When selecting an advisor, the best advice is to get a second and third opinion. HarbourVest’s Maynard says that auctions are notorious for being poorly run, and that it’s worth trying to learn which advisors are held in high esteem by desirable buyers. Such information isn’t readily available and Maynard declined to share HarbourVest’s preferences but most institutional investors know somebody who knows somebody who can ask somebody… and who also can ask somebody else.
The best advisors are those who have close relationships with a wide range of general partners, because such relationships enable advisors to access confidential valuation information. They also should have demonstrable ties to high-end secondaries buyers, since quality trumps quantity when it comes to auction bids.

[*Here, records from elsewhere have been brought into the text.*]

PR #227, opened 2016-11-09
Full window interactives

pjanik:
Interactive can be configured to use "Full Window Mode". "Click to Play" option has to be tuned on first. "Full window mode" can be set using either normal or ITSI authoring and it also works in both runtimes (normal and ITSI).

Once it's enabled, when user clicks on the interactive image, it automatically opens full window mode. In ITSI mode Labbook buttons are not displayed under the interactive, but they're added to the top bar instead:
screen shot 2016-11-09 at 15 52 10

User can exit full window mode and get back to the interactive without losing any progress. 

I tested it in:
- Chrome
- Safari
- Firefox
- iOS Safari (which was problematic due to some bugs related to virtual keyboard and fixed positions of HTML elements, workarounds are visible in the code)

### DIFF
--- a/app/assets/javascripts/components/itsi_authoring/model_editor.js.coffee
+++ b/app/assets/javascripts/components/itsi_authoring/model_editor.js.coffee
@@ -29,6 +29,7 @@ modulejs.define 'components/itsi_authoring/model_editor',
       'mw_interactive[image_url]': 'image_url'
       'mw_interactive[native_width]': 'native_width'
       'mw_interactive[native_height]': 'native_height'
+      'mw_interactive[full_window]': 'full_window'
 
     getInitialState: ->
       modelsByName: {}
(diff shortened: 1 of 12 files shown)


scytacki:
I'm deploying this to a lara demo server, so we can try it out. Hopefully will be ready before the demo meeting.

An additional part of this work that I forgot in the story, is the integration with the ITSI authoring.  When an ITSI author selects certain interactives from the list, then LARA should automatically enable this full window mode.  This list of interactives is pulled from the portal, so I think this means that portal will need to be updated to support this new option.  There are a couple of other issues with this interactive list so it probably make sense to fix those at the same time. I'll try to pull that all together before the demo meeting.

pjanik:
Checkbox is now removed from ITSI authoring and greyed out in standard authoring when needed. I double checked that copying and export / import preserves full window mode. So, I guess it's ready to be reviewed.

scytacki:
Looks good to me.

The Future Is (Almost) Here
Probitas Partners, a San Francisco-based provider of alternative investment solutions, issued a short report last year, titled Secondary Activity in Private Equity Investing: Liquidity for an Illiquid Asset. In its conclusion, the report argued that the secondaries market had become an inexorable presence in the liquidity management space.
“The same investor actively selling positions to rebalance its portfolio could follow by buying secondary positions to increase exposure to a particular general partner’s group or industry sector,” the report said. It added, however, that the market would increasingly become a seller’s paradise, particularly as large secondary funds encounter increased competition and a decreased ability to invest their billions.